Hiding really wasn't the word for it. Everyone knew he was there. A fellow with a bald head and a scraggy beard, clutching a piece of burlap that held a sheaf of soiled paper. Well, they thought, since the war some very odd people had shown up in the village, the madman was just one more, and he didn't bother anybody. He spent his day
s in the tiny loft inside the onion dome atop the church, coming out at night to relieve himself. The priest would leave him a little something to eat, and they all waited to see what he would do. A few of them had hidden up there themselves, when some dangerous person from the government came looking for them—it was the official village hiding place, and the madman, for the moment, was welcome to it.
Then, on the morning of April 12, the magnificent gift was made to appear—as though by sorcery. A fisherman discovered it on the beach, crossed himself, prayed to God, then ran like the devil to spread the news. He brought with him the note he found, and read it aloud as people gathered to see what was going on:
To the Good People of Sfintu Gheorghe, Greetings and God's Blessing. For those who sheltered a man when he was cold, who fed him when he hungered, and who consoled him in the darkest hour of his life, a gift of appreciation.

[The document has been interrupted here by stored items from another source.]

PR #1578, opened 2022-01-28
telemetry as singleton pattern

### LINKED ISSUE #1247: [BUG]Connect-PnPOnline has a memory leak
### Expected behavior 
I should be able to run Connect-PnPOnline thousands of times in a row for different SPO URLs without a System.OutOfMemoryException.

### Actual behavior 
After about 900 to 1,000 times of calling Connect-PnPOnline, I get a System.OutOfMemoryException.

-Create a loop that iterates through 1,000+ valid SPO URLs. (You may be able to cycle through repeat URLs if you don't have 1,000)
-Connect-PnpOnline to each one of the URLs. For me, I am using certificatePath -ClientId -CertificatePassword along with -Tenant and -Url properties.
-Your loop doesn't have to do anything else, but connect. I also tried using Disconnect-PnPOnline afterwards with no luck. Based off of this article (https://docs.microsoft.com/en-us/powershell/module/sharepoint-pnp/disconnect-pnponline?view=sharepoint-ps), that shouldn't be needed anyway.

1.7.0

- [ ] Windows
- [ ] Linux
- [ ] MacOS
- [ ] Azure Cloud Shell
- [X] Azure Functions
- [ ] Other : please specify

gbordier:
## Type ##
- [x ] Bug Fix
- [ ] New Feature
- [ ] Sample

## Related Issues? ## 

Fixes #1247, 

Implementing a singleton pattern on TelemetryClient to avoid memory leak with repeating connect-pnponline calls

### DIFF
--- a/src/ALC/ApplicationInsights.cs
+++ b/src/ALC/ApplicationInsights.cs
@@ -6,21 +6,44 @@ using System.Linq;
 
 namespace PnP.PowerShell.ALC
 {
+    // implement telemtryclient as a singleton to avoid memory leaks
+    public static class TelemetryClientFactory
+  {
+    private static TelemetryClient _telemetryClient;
+ 
+    public static TelemetryClient GetTelemetryClient()
+    {
+            
+      if (_telemetryClient == null)
+      {
+        
+            TelemetryConfiguration config = TelemetryConfiguration.CreateDefault();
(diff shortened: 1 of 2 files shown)


KoenZomers:
Thanks @gbordier, really useful!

He signed himself The Fortunate One.
Who was that?
Many candidates were suggested—the villagers combed their memories for lost travelers or storm-beached sailors that they'd helped—but no one of them was considered a certainty. His gesture, on the other hand, could easily enough be explained. The wicker hampers came from Istanbul, almost due south of them on the Black Sea, and they were clearly marked with an address in Turkish—a certain shop on a certain street, obviously the grandest of places. This man, whoever he might be, had been helped by the village—nursed back to health, some said—then traveled on to Istanbul, where he had made his fortune. Now, later in life, he had determined to make peace with his memories and acted lavishly to repay an old kindness. He must be, they decided, a very fortunate one indeed, for there were twenty hampers. Half the village gathered around them as their contents were revealed. Fresh hams. Purple grapes. Tomatoes. Squash. Even eggplant, the most treasured vegetable of all Romanians. Pears. Peaches. And Spanish champagne—at least thirty cases of it. How, someone asked, could you even have an eggplant in April? Where did these things come from? Not from any farmer they'd ever heard of. Grown in a glass house, others said, shaking their fingers up and down as though they'd been burned—the universal sign language meaning very expensive. It was all perishable, would have to be eaten that very night, so preparations for a great feast were immediately undertaken.